Sympathetic nervous system and vagus nerve link the central nervous system (CNS) to the peripheral immune system [17]. Stroke activates the sympathetic nervous system and the vagus nerve to regulate the stroke-induced immune reaction [18, 19], suggesting that in addition to indirectly activating the peripheral immune cells by the release of pro-inflammatory cytokines and DAMPs after ICH, the damage signals could directly via sympathetic nerve or vagus nerve to regulate peripheral immune cells, which through the breakdown blood-brain barrier (BBB) and infiltrate into the brain involved in the ICH-induced inflammatory responses, and further aggravate the patient’s neurologic deficit [20]. Recently, both experimental and clinical researches showed that fingolimod, a sphingosine 1-phosphate receptor (S1PR) modulator that could reduce the trafficking of lymphocyte into the CNS by inhibiting the egress from lymphoid organs and preventing their recirculation [2124], significantly attenuated neurologic deficits and promoted recovery [2527]. In addition, splenectomy is also beneficial in ICH-induced brain injury [28]. These results strongly indicated that the peripheral activated inflammatory responses also play an important role in the stroke-induced brain damage [29]. Although clinical research of fingolimod for the treatment of ICH did not increase infection risk [27], this approach of post-stroke immune suppression still has potential possibility to lead to increased infection rates [30]. Thus, sufficiently understanding and intervening the systematic inflammation after ICH may give a better and safe therapeutic method for the ICH patients.

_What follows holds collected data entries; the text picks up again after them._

PR #1306, opened 2019-06-13
[10.0][ADD] Add web_selection_autocomplete module

MicheleZak:
Add _selection_autocomplete_ widget, which allow to use the jquery-ui _autocomplete_ widget on selection fields.


pedrobaeza:
What are the advantages of using this widget?

MicheleZak:
It allows to type inside the input element to filter the selection values.

PR #1308, opened 2019-06-18
[12.0][ADD] web_selection_autocomplete

MicheleZak:
Add jquery-ui autocomplete widget on selection fields, allowing to
type inside the input to filter the values.


pedrobaeza:
What is the advantage of using this?

MicheleZak:
Same as the previous pr, but for version 12 of odoo.
Make selection field ui more similar to the many2one's, allowing to filter the selection values.

The most advantageous case is when:
- there are a lot of selection values
- new model not needed but still want the many2one field ui

pedrobaeza:
Well, I'm not able to see the advantages over other UI confusions, but it's only my opinion. While you specify everything well in the README (please add explanations like the one you have given to me) and comply with OCA guidelines, this can continue.

web_selection_autocomplete/.eslintrc.json
```diff
@@ -0,0 +1,291 @@
+{
```
daramousk, line 1: I think this needs to be removed.

web_selection_autocomplete/__manifest__.py
```diff
@@ -0,0 +1,29 @@
+# Copyright 2019 LevelPrime srl
+# License AGPL-3.0 or later (http://www.gnu.org/licenses/agpl).
+
+{
+    'name': "Web Selection Autocomplete",
+    'summary': """
```
daramousk, line 6: This has a max length of 256 chars, reduce this description to less than 256 characters because it will error out on postgres.

web_selection_autocomplete/static/src/scss/web_selection_autocomplete.scss
```diff
@@ -0,0 +1,9 @@
+.o_selection_autocomplete_invalid {
+    &::before {
+        color: #DF382C !important;
+        content: 'Wrong value. Insert one of the available options.' !important;
```
daramousk, line 4: Is there a need for this? Can we use the already existing mechanism (ServiceProviderMixin.do_warn) to inform the user that their input is invalid?

web_selection_autocomplete/static/src/xml/template.xml
```diff
@@ -0,0 +1,20 @@
+<?xml version="1.0" encoding="UTF-8"?>
+<templates id="template" xml:space="preserve">
+
+<t t-name="SelectionAutocomplete">
+    <span t-if="widget.mode === 'readonly'"/>
```
daramousk, line 5: Why not `t-if t-else`?

daramousk (commented):
Ok I can see why you need this, it does work ok in listview and form view but I understand that some modifications could be made.

web_selection_autocomplete/__manifest__.py
NL66278, line 6: A summary should be a single line. The longer description is in the README.

web_selection_autocomplete/__manifest__.py
```diff
@@ -0,0 +1,29 @@
...
+            - there are a lot of selection values
+            - new model not needed but still want the many2one field ui
+    """,
+    'author': "LevelPrime srl, Odoo Community Association (OCA)",
+    'website': "https://github.com/OCA/web",
+    'license': 'AGPL-3',
+    'development_status': 'Beta',
+    'category': 'Web',
+    'version': '12.0.1.0.0',
+    'depends': ['base', 'web'],
```
NL66278, line 20: Na need for depends on base.

web_selection_autocomplete/static/src/xml/template.xml
```diff
@@ -0,0 +1,20 @@
...
+
+    <input t-if="widget.mode !== 'readonly'"
+        class="o_input"
+        type="text"
+        t-att-name="widget.name"
+        t-att-tabindex="widget.attrs.tabindex"
+        t-att-autofocus="widget.attrs.autofocus"
+        t-att-id="widget.idForLabel"/>
+</t>
+
```
NL66278, line 15: Why the empty lines?

NL66278 (changes requested):
Please take up comments and make sure travis is green.

PR #1311, opened 2019-06-23
[FIX] web_responsive: AppDrawer Discard

keshrath:
ezgif com-video-to-gif (19)

### DIFF
--- a/web_responsive/README.rst
+++ b/web_responsive/README.rst
@@ -156,6 +156,7 @@ Contributors
 * Dennis Sluijk <d.sluijk@onestein.nl>
 * Sergio Teruel <sergio.teruel@tecnativa.com>
 * Alexandre Díaz <dev@redneboa.es>
+* Mathias Markl <mathias.markl@mukit.at>
 
 Maintainers
 ~~~~~~~~~~~
--- a/web_responsive/static/src/js/web_responsive.js
+++ b/web_responsive/static/src/js/web_responsive.js
@@ -7,6 +7,7 @@ odoo.define('web_responsive', function (require) {
     var ActionManager = require('web.ActionManager');
     var AbstractWebClient = require("web.AbstractWebClient");
     var AppsMenu = require("web.AppsMenu");
+    var BasicController = require('web.BasicController');
     var config = require("web.config");
     var core = require("web.core");
     var FormRenderer = require('web.FormRenderer');
@@ -110,6 +111,14 @@ odoo.define('web_responsive', function (require) {
             this.$search_input = this.$(".search-input input");
             this.$search_results = this.$(".search-results");
             return this._super.apply(this, arguments);
+        },
+
+        /**
+         * @override
+         */
+        _onAppsMenuItemClicked: function (ev) {
+            this._super.apply(this, arguments);
+            ev.preventDefault();
         },
 
         /**
@@ -276,10 +285,21 @@ odoo.define('web_responsive', function (require) {
         },
     });
 
+    BasicController.include({
+        
+        /**
+         * @override
+         */
+        canBeDiscarded: function (recordID) {
+            if (this.model.isDirty(recordID || this.handle)) {
+                $('.o_menu_apps .dropdown:has(.dropdown-menu.show) > a').dropdown('toggle');
+            }
+            return this._super.apply(this, arguments);
+        },
+    });
+
     Menu.include({
         events: _.extend({
-            // Clicking on apps menu
-    	    "click .o_menu_apps a[data-toggle=dropdown]": "_onAppsMenuClick",
             // Clicking a hamburger menu item should close the hamburger
             "click .o_menu_sections [role=menuitem]": "_hideMobileSubmenus",
             // Opening any dropdown in the navbar should hide the hamburger
@@ -324,22 +344,6 @@ odoo.define('web_responsive', function (require) {
         _updateMenuBrand: function () {
             if (!config.device.isMobile) {
                 return this._super.apply(this, arguments);
-            }
-        },
-        
-        /**
-         * Check if Controller can be removed
-         */
-        _onAppsMenuClick: function(event, checkedCanBeRemoved) {
-            var action_manager = this.getParent().action_manager;
-            var controller = action_manager.getCurrentController();
-            if (controller && !checkedCanBeRemoved) {
-                controller.widget.canBeRemoved().done(function () {
-                    $(event.currentTarget).trigger('click', [true]);
-                    $(event.currentTarget).off('.bs.dropdown');
-                });
-                event.stopPropagation();
-                event.preventDefault();
             }
         },
     });
--- a/web_responsive/static/src/js/web_responsive.js
+++ b/web_responsive/static/src/js/web_responsive.js
@@ -114,6 +114,8 @@ odoo.define('web_responsive', function (require) {
         },
 
         /**
+         * Prevent the menu from being opened twice
+         * 
          * @override
          */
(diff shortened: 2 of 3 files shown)


keshrath:
@Yajo @Tardo can you please take a look at this PR.

pedrobaeza:
@Yajo is currently on holidays. I suppose that the problem is that previously to this PR the message doesn't appear, isn't it?

keshrath:
No, the gif shows the current situation. So technically there is no error, but I found it iritating that the warning pops up twice on top of the menu. The PR checks if a save is necessary before opening the drawer. The behaviour after the PR is comparable to the EE version.

ezgif com-video-to-gif (20)

pedrobaeza:
Well, then I don't see any problem. Clicking (or pushing the combination key shortcut) doesn't mean that you finally go away from current form. You just need to press Escape or click again on the app switcher to come back to current form. Only when clicking actually on a menu is when you go away from current form, and thus showing that message.

So for me, this is :-1: I will wait any way the opinion of others.

Tardo:
Thanks for report. The problem is that the load is executed two times (one by AppMenu and other time because 'a' change the url). The fix is remove the template that adds "href" to '.o_app' elements.
https://github.com/OCA/web/blob/12.0/web_responsive/static/src/xml/apps.xml#L7-L10

pedrobaeza:
@Tardo that is put for a reason: to have the possibility to right click (or Ctrl-Click) on the app for opening it in another tab. Any way, that's not exactly what we are discussing here IMO.

Tardo:
I think like Pedro, going to the menu does not have to indicate that I want to leave the view.

I think that this issue need fix two problems:
1. Fix app click:
On 'AppsMenu':
```javascript
_onAppsMenuItemClicked: function (ev) {
    ev.preventDefault();
},
```

2. Close AppsMenu if have changes to discard:
```javascript
BasicController.include({
    canBeDiscarded: function (recordID) {
        if (this.model.isDirty(recordID || this.handle)) 
            $('.o_menu_apps .dropdown:has(.dropdown-menu.show) > a')
                .dropdown('toggle');
        }
    },
});
```
Best wait for @Yajo that is the principal maintainer of 'web_responsive' module and have a better idea about how fix this.

keshrath:
I see your point about opening the menu without directly assuming that it will be changed. I have implemented the suggestion of @Tardo, which solves the problem without having to check it when opening the menu.

Result:

ezgif com-video-to-gif (21)

pedrobaeza:
And what happens if you click in OK? Does it go to the clicked App? It has been implemented recently that the app switcher or the menu keeps opened while data are not totally received, so I think this goes against this pattern.

keshrath:
In this case it switches to the menu that was clicked before. In my opinion this is the effect I would expect.

1. Readonly mode -> menu click -> stay in the menu until the action is loaded.
2. Edit mode (no change) -> menu click -> stay in the menu until the action is loaded.
3. Edit mode (change) -> menu click -> show the warning on the record, because it belongs there contextually -> click ok -> switch to the selected menu
4. Edit mode (change) -> menu click -> display the warning on the record, because it belongs there contextually -> click cancel -> stay on the record

ezgif com-video-to-gif (22)

pedrobaeza:
Thanks for your PoV, @keshrath, and thanks also for involving here :smiley: It's good to see you around in OCA.

@Tardo what's your opinion? I also want to wait for @Yajo's opinion when he comes back from holidays.

Tardo:
For me, it's ok :+1: but can be better if can "fix" this:
menu_f

keshrath:
I think that should solve it:

ezgif com-video-to-gif (23)

web_responsive/static/src/js/web_responsive.js
```diff
@@ -276,6 +285,20 @@ odoo.define('web_responsive', function (require) {
...
 
+    BasicController.include({
+        
+        /**
+         * @override
+         */
+        canBeDiscarded: function (recordID) {
+            if (this.model.isDirty(recordID || this.handle)) {
+                $('.o_menu_apps .dropdown:has(.dropdown-menu.show) > a').dropdown('toggle');
+                $('.o_menu_sections li.show:has(.dropdown-menu.show) > a').dropdown('toggle');
```
Tardo: I know that is confuse.. but best "attack" the element that have "toggle='dropdown'" defined in the dataset.

``` $('.o_menu_sections li.show .dropdown-toggle').dropdown('toggle');```

**Review by Tardo — CHANGES_REQUESTED** [review]

File: web_responsive/static/src/js/web_responsive.js (hunk 1 above)
Comment (keshrath) [reply web_responsive/static/src/js/web_responsive.js]: https://github.com/OCA/web/compare/044ccb31de238ccb90e302bc0fca9376f3bd777f..156d3bb5d69e5397223c6f63680716634ae00f40

**Review by Tardo — APPROVED** [review]
LGTM :+1:

**Comment by pedrobaeza** [comment]
As said, I'll wait @Yajo's opinion on this when he comes back from holidays if you don't mind.

**Comment by keshrath** [comment]
No of course not, but this way he can immediately have a look at the best possible version of the PR 😃

File: web_responsive/static/src/js/web_responsive.js [hunk 2]
```diff
@@ -112,6 +113,14 @@ odoo.define('web_responsive', function (require) {
             return this._super.apply(this, arguments);
         },
 
+        /**
+         * @override
+         */
+        _onAppsMenuItemClicked: function (ev) {
+            this._super.apply(this, arguments);
+            ev.preventDefault();
```
yajo, line 123: Add a comment explaining why you do this.

web_responsive/static/src/js/web_responsive.js
```diff
@@ -276,6 +285,20 @@ odoo.define('web_responsive', function (require) {
         },
     });
 
+    BasicController.include({
+        
+        /**
+         * @override
+         */
+        canBeDiscarded: function (recordID) {
+            if (this.model.isDirty(recordID || this.handle)) {
```
yajo, line 298: Also here. Code is not obvious.

yajo (changes requested):

web_responsive/static/src/js/web_responsive.js
keshrath: https://github.com/OCA/web/commit/ce0391a0a0a21de4cc3caffa6829a99437e3db0e

web_responsive/static/src/js/web_responsive.js
keshrath: https://github.com/OCA/web/commit/ce0391a0a0a21de4cc3caffa6829a99437e3db0e

yajo (approved):
It seems good to me.

web_responsive/README.rst
```diff
@@ -156,6 +156,7 @@ Contributors
 * Dennis Sluijk <d.sluijk@onestein.nl>
 * Sergio Teruel <sergio.teruel@tecnativa.com>
 * Alexandre Díaz <dev@redneboa.es>
+* Mathias Markl <mathias.markl@mukit.at>
```
pedrobaeza, line 159: Unless you put this on `readme/CONTRIBUTORS.rst`, it will be lost on README regeneration.

pedrobaeza (changes requested):

web_responsive/README.rst
keshrath: https://github.com/OCA/web/commit/2e911c6b028ecbd700ae041e7f426e4ca30703c1

pedrobaeza (approved):

PR #2023, opened 2021-09-10
[12.0][IMP] web_m2x_options: Disable hardcoded "Search More..." limit when no search value is set.

ypapouin:
To improve `name_get` performance, there is an existing hard-coded limit.
But when no search value is set, this `name_get` query is useless since only the domain will limit the result.

With this PR, when the field input is empty and when the user clicks on "Search More...", we let the Form doing its `web/dataset/search_read` query without locking the domain on `'[id', 'in', (...)]`. And since the `name_get` is not called, it should be faster.


ypapouin:
@CarlosRoca13, can you review this PR ?

Albertocanal (approved):

PR #2024, opened 2021-09-10
[12.0][ADD] web_widget_one2many_product_picker_sale_stock_available_info_popup

Tardo:
Adds support for 'sale_stock_available_info_popup' in the product picker

cc @tecnativa TT31744


web_widget_one2many_product_picker_sale_stock_available_info_popup/readme/USAGE.rst
```diff
@@ -0,0 +1 @@
+Install and use it. No configuration required.
```
legalsylvain: This file is not necessary.

pedrobaeza (commented):
Why do we need all of this JS stuff and can't be done only extending original XML view?

chienandalu:
I'd say that the way the base ('web_widget_one2many_product_picker_sale_stock' ) is implemented makes it necessary. It's a declaration of the fields that `sale_stock_available_info_popup` renders. I agree that a reuse of the widget without need of further glue module would be ideal, but I don't know if there are technical reasons that disallowed it...

Tardo:
It is made this way because there is no "product_picker_sale". This module can be used in "form" and "formPWA" without having to make any changes for the specific view.

pedrobaeza:
OK, let's continue for now this way and we'll refactor in v13. Can you check Travis?

Tardo:
Changes done

pedrobaeza (approved):

chienandalu (approved):
Tested :+1: 

Thanks!

PR #2025, opened 2021-09-11
[12.0] web_widget_digitized_signature: Allow employee user to set their own signature in preferences view

petrus-v:
Before this pull request, connect as demo/demo user you won't be able to set its digitized signature in the preferences form (click on user name on the top right corner > preferences)

Using this PR each user is able to set it own signature without administrator access right !


legalsylvain (approved):
Make sense

ivantodorovich (approved):

PR #2026, opened 2021-09-13
[12.0][FIX]web_widget_digitized_signature:Respect custom width-height set f…

diggy128:
…or widget, add border

Although widget allowed to set size in view (width, height) it was hardcoded to 550x150.
Allow setting width and height for widget and fallback to previous default of 550x150
Set border on signature widget to explicitly show widget limits


legalsylvain (approved):
thanks. LGTM. 

Code review / No test.

PR #1905, opened 2021-04-28
[IMP] web_widget_bokeh_chart: Upgrade library version

etobella:
@LoisRForgeFlow 
This intends to upgrade the library.

Tested with https://github.com/OCA/reporting-engine/pull/506

PR #2027, opened 2021-09-14
[FIX] web_widget_bokeh_chart: remove custom-bokeh.scss

albariera:
When adding a bokeh chart inside a page element, I have faced the problem that the visualization is not good when trying to plot a bokeh row or colum, as you can see in the next image: 
mal
Inspecting version 14.0, we have realized that if we remove the custom-bokeh.scss, this problem is resolved, as you can see here: 
bien


etobella:
@LoisRForgeFlow This scss was removed on https://github.com/OCA/web/pull/1905 for 14.0. WDYT?

We have tested the change on DDMRP and it seemed to work fine.

JordiBForgeFlow:
:+1: Works for us!

JordiBForgeFlow (approved):

etobella (approved):

PR #2037, opened 2021-09-26
[ADD] github stale action: Work on oldest issues/prs first

hbrunn:
the action from #2034 ran for the first time, that's nice. But with the amount of open issues we have here (and in a couple of other repos), this runs into limits: https://github.com/OCA/web/runs/3712831044?check_suite_focus=true#step:2:1310

With this proposal, the action looks at oldest issues/prs first, and this way we hopefully don't have to increase the amount of operations, as I can't judge how many this will be over all of OCA.

### DIFF
--- a/.copier-answers.yml
+++ b/.copier-answers.yml
@@ -1,5 +1,5 @@
 # Do NOT update manually; changes here will be overwritten by Copier
-_commit: v1.2.0
+_commit: v1.2.1
 _src_path: gh:oca/oca-addons-repo-template
 dependency_installation_mode: PIP
 generate_requirements_txt: true
--- a/.github/workflows/stale.yml
+++ b/.github/workflows/stale.yml
@@ -13,6 +13,7 @@ jobs:
         with:
           repo-token: ${{ secrets.GITHUB_TOKEN }}
           # General settings.
+          ascending: true
           remove-stale-when-updated: true
           # Pull Requests settings.
           # 120+30 day stale policy for PRs
@@ -50,6 +51,7 @@ jobs:
         uses: actions/stale@v4
         with:
           repo-token: ${{ secrets.GITHUB_TOKEN }}
+          ascending: true
           only-labels: "needs more information"
           exempt-issue-labels: "no stale"
           days-before-stale: 15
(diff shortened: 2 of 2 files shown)


pedrobaeza:
Shouldn't this be proposed on the template? cc @sbidoul @Yajo

hbrunn:
I think we should use one repo for testing some stuff, and then move what we learn for the template. Maybe even set it to running daily here so that we can see the results faster?

pedrobaeza:
OK, I thought you have the solution clear, but if experimentation is needed, then let's go ahead with just one repo.

yajo (approved):
Some comments about this.

1. I attach the logs, so when they get garbage-collected this can be used for reference: [logs_478.zip](https://github.com/OCA/web/files/7234682/logs_478.zip)
2. Very old stuff will get processed anyways on later runs, right? In case the 30 operations are exhausted, do we really want to exhaust them with old stuff by default? I mean: newer stuff is more likely going to get a reaction... Well, I agree with this change, but I just wanted to raise this question.
4. FYI we can do template prereleases and those can be applied selectively with `copier --prerelease update`.

hbrunn:
1. that could come handy, thanks
2. my assumption is that old issues are more likely to be closed - from how I read https://github.com/actions/stale/blob/main/src/classes/issues-processor.ts#L534, we'd be stuck with the first 100 issues forever if we don't increase the amount of operations, right?
3. nice!

pedrobaeza (commented):
I agree on stalling oldest ones first.

Shouldn't this contain the improvements on the action for not repeating twice the same operation?

yajo:
> Shouldn't this contain the improvements on the action for not repeating twice the same operation?

I just released https://github.com/OCA/oca-addons-repo-template/releases/tag/v1.2.1, you can update from copier and rebase this patch if you want.

pedrobaeza (approved):

hbrunn:
I did the update right now, so this now also contains the improved template

yajo:
OK, let's see how it goes. If it works fine, we should add it to the template itself.

yajo:
I just checked the action from this weekend and this works really nice: https://github.com/OCA/web/runs/3782134552?check_suite_focus=true

PR #2041, opened 2021-10-04
web responsive error xml templates device

mt-software-de:


pedrobaeza:
Can you explain the steps to reproduce the error in OCA runbot?

mt-software-de:
No i can not explain how to reproduce it in OCA runbot, because i dont know how your runbot is working, is there an howto for it?
The problem is, that "device" is not defined as an variable the device is callable via env.device.

pedrobaeza:
I'm afraid the problem you are having is only on your side then, as the module is working without problems in a clean environment. OCA runbot can be started from the button "Runbot | Try me" that is on the README.

mt-software-de:
ok i will check this. thanks

SplashS:
@mt-software-de `device` here is defined via deviceContext wrapper.
it provides the automatic rerendering on browser viewport size change.
The way you provide may work but without this automatic rerendering.
Can you describe the problem you've got?

mt-software-de:
sorry for the late answer im very short of time right now. 
i will check why we are facing this error, but for now i will close this pull request

PR #2046, opened 2021-10-07
[13.0][FIX] web_time_range_menu_custom: Mix custom and 'no custom' periods

Tardo:
Apply correct periods when mix "custom" with "no custom" periods.

Steps to reproduce:
- Go to pivot view
- Select a custom time range
- Select a predefined comparison period (Ex. Previous Period)

Now you see that the comparison period is not being applied.

After this PR the comparison period is applied correctly.

cc @tecnativa TT29249

### DIFF
--- a/web_time_range_menu_custom/static/src/js/control_panel_model.js
+++ b/web_time_range_menu_custom/static/src/js/control_panel_model.js
@@ -52,6 +52,21 @@ odoo.define("web_time_range_menu_custom.ControlPanelModel", function(require) {
                             context.timeRangeMenuData.timeRange
                         );
                     }
+                    if (filter.comparisonTimeRangeId !== "custom_comparison_period") {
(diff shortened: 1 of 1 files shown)


web_time_range_menu_custom/static/src/js/control_panel_model.js
```diff
@@ -52,6 +52,22 @@ odoo.define("web_time_range_menu_custom.ControlPanelModel", function(require) {
                             context.timeRangeMenuData.timeRange
                         );
                     }
+
```
pedrobaeza: I'm not very used to JS guidelines, but empty lines is a common practice?

pedrobaeza (approved):
Please indicate steps to reproduce the problem in UI.

Tardo:
First comment was updated and the empty line was removed.

pedrobaeza:
Please put the steps also in the commit message (and the TT).

chienandalu (approved):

Modest Inflammation is Beneficial to the Neurogenesis After ICH

As discussed above, the inflammatory cascade, undoubtedly, was one of the predominately causes for the secondary brain injury following ICH. Thus, targeting the immune responses by early intervention and treatment could be beneficial to the patients. Moreover, the late phase of recovery treatment also has a critical role for the ICH patients [3133], and this may mainly ascribe to the neurogenesis after brain damage. Increasing evidence shows that neurogenesis is existing in the adult human brain [34, 35]. ICH induces neurogenesis in the adult human brain [35], which may be attributed to producing inflammatory cytokines, such as IL-6 to promote neuronal survival and axonal regeneration [36, 37]. Similarly, the Notch1 signaling is involved in neurogenesis after stroke [38], and neuroinflammation triggered by β-glucan/dectin-1 signaling enables CNS axon regeneration, suggesting that innate immunity has the ability to enable repair of injured CNS neurons [39]. Moreover, the gp130-Src-YAP signaling activated by IL-6 has also shown to promote epithelial cell proliferation [40]. Overall, the role of inflammation implicated in cell regenesis is critically important. Hence, keeping a certain degree of inflammation milieu in the late stage of ICH, rather than complete blockade, may be helpful to promote the stroke patient’s recovery.

Conclusions

Excessive inflammatory responses, both central and peripheral inflammation, contribute to brain injury following ICH, while modest inflammation promotes the neurogenesis. Therefore, finding out the critical targets that initiate the inflammatory cascade and giving more attention to regulating the peripheral inflammation will provide a more clear inflammatory profile to achieve better therapeutic effects for ICH. In addition, we have demonstrated that SsnB, as a Chinese herb monomer, can not only inhibit the central but also the peripheral TLRs signaling to reduce the upstream inflammatory events that caused brain injury; meanwhile, it would not change the blood immune cell quantities which avoid increasing infection risk. So, it may have a better application prospect for the ICH treatment. However, further study should perform to investigate the clinical effects of SsnB in the ICH patients, in particular, targeting the inflammatory cascade in the early stage to reduce secondary brain injury and keeping a modest inflammation milieu in the late stage to promote neurogenesis and recovery. Therefore, seeking an appropriate treatment time window for the ICH treatment may provide a better therapeutic strategy.